-------- Dataset extract --------

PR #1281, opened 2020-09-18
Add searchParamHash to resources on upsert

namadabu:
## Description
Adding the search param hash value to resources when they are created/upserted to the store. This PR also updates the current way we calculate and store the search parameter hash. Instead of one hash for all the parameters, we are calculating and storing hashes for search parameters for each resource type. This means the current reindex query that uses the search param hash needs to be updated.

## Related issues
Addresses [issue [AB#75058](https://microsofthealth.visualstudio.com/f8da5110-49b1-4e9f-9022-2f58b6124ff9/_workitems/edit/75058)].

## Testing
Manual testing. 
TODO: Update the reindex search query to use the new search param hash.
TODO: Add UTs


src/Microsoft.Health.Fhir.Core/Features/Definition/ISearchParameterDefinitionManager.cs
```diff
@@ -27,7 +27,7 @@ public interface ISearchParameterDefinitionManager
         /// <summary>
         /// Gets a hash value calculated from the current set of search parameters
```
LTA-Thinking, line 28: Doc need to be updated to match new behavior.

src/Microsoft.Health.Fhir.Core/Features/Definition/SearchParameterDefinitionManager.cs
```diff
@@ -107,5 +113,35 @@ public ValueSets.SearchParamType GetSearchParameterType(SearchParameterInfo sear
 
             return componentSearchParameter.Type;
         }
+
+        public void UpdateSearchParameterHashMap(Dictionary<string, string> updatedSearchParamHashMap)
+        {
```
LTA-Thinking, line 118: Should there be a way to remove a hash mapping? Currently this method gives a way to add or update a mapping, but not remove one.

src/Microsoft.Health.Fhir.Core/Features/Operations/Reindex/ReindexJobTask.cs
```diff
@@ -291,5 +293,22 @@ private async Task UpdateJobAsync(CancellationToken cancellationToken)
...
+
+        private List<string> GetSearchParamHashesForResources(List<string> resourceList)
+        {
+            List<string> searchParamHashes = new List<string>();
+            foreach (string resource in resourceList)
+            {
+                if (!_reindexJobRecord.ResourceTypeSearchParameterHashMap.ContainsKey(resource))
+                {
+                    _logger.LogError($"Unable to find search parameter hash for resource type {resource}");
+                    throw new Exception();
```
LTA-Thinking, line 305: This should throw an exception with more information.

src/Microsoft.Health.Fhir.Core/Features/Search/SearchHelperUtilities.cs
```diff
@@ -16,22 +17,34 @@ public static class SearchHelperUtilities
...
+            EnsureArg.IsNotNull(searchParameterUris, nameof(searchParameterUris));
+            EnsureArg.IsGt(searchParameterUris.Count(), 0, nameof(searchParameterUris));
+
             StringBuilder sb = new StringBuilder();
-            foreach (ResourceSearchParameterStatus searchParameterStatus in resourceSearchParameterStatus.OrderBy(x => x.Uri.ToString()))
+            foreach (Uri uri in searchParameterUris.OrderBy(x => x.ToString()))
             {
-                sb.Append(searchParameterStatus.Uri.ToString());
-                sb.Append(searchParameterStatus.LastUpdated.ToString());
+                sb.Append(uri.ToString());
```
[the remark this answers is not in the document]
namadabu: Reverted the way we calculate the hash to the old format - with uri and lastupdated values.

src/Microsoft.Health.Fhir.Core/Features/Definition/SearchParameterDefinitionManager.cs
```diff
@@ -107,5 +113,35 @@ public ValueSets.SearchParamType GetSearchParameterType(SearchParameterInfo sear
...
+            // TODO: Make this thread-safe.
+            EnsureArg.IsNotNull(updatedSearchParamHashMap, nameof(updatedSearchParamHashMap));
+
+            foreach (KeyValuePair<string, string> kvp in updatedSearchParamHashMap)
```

--------
-------- Dataset extract --------

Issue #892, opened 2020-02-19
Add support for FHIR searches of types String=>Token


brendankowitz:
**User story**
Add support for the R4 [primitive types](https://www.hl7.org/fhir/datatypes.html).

--------
-------- Dataset extract --------

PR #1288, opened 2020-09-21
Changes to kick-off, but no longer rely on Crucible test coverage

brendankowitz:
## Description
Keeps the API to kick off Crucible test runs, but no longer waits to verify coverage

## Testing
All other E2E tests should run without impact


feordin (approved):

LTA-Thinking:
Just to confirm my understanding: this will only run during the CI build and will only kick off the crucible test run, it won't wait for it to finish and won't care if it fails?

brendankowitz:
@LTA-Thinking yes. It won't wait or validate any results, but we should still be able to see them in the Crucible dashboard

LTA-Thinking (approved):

--------

● **Exercise objective**: Reproduce each line of the material containing the word "public".

● **Your response**:
@@ -27,7 +27,7 @@ public interface ISearchParameterDefinitionManager
@@ -107,5 +113,35 @@ public ValueSets.SearchParamType GetSearchParameterType(SearchParameterInfo sear
+        public void UpdateSearchParameterHashMap(Dictionary<string, string> updatedSearchParamHashMap)
@@ -16,22 +17,34 @@ public static class SearchHelperUtilities
@@ -107,5 +113,35 @@ public ValueSets.SearchParamType GetSearchParameterType(SearchParameterInfo sear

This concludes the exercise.